When Jesus was confronted by his eventual arrestors in Gethesemane, the Fourth Gospel narrates an encounter that probes at Jesus’ complex identity. Jesus asks those who confront him, ‘Whom do you seek?’
Their response is entirely conventional for men accustomed to rooting out prophetic daredevils: ‘Jesus of Nazareth’. Their prey does not evade the very real identity with which they’ve pegged their conceptual vandal. He does not deny this most human of descriptors, complete with his name and location of record. Yet his reply to them cannot fail to evoke a claim to something like deity as well, for it cunningly echoes YHWH’s own self-identification in scriptural materials that would have been more than familiar to the intellectual authors of Jesus’ arrest:
Then Jesus, knowing all that was to happen to him, came forward and asked them, ‘Whom are you looking for?’ They answered, ‘Jesus of Nazareth.’ Jesus replied, ‘I am he.’ Judas, who betrayed him, was standing with them. When Jesus said to them, I am he,’ they stepped back and fell to the ground.
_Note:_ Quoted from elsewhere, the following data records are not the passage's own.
PR #236, opened 2024-07-12
Ir Fixes

Saloed:
In BaseInstructionsTest, avoid doing  flow graph checking for methods having "StringConcat$" substring in their names in addition to "$$forInline" and "lambda$".

[jacodb-core] Fix minor review points

[build] Upgrade org.ow2.asm dependencies to version 9.7

[jacodb-core] IR: allow lambdas have line number equal to 0

[jacodb-core] IR: fix frame preparation for label node having several unprocessed predecessors

If a label instruction node has several unprocessed predecessors (say, jump instruction nodes), their frames are all equal to `null`. Process this case separately on preparation of frame for the label instruction node.


CaelmBleidd (approved):
Lgtm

‘I am he’—John considers the phrasing of it worthy of double note—knocks these men backwards onto their para-legal asses. It is the Fourth Gospel’s way of indicating that they only half understand the man upon whom they are about to lay hands. It is also a shocking—if carefully nuanced—claim to a stature that any sane man of simple rather than complex identity would refuse to make. Deity hovers in such narrative, not submitting to philosophical articulation but at the same time refusing to be written out of the story.
This man is Jesus of Nazareth. This man is more than Jesus of Nazareth.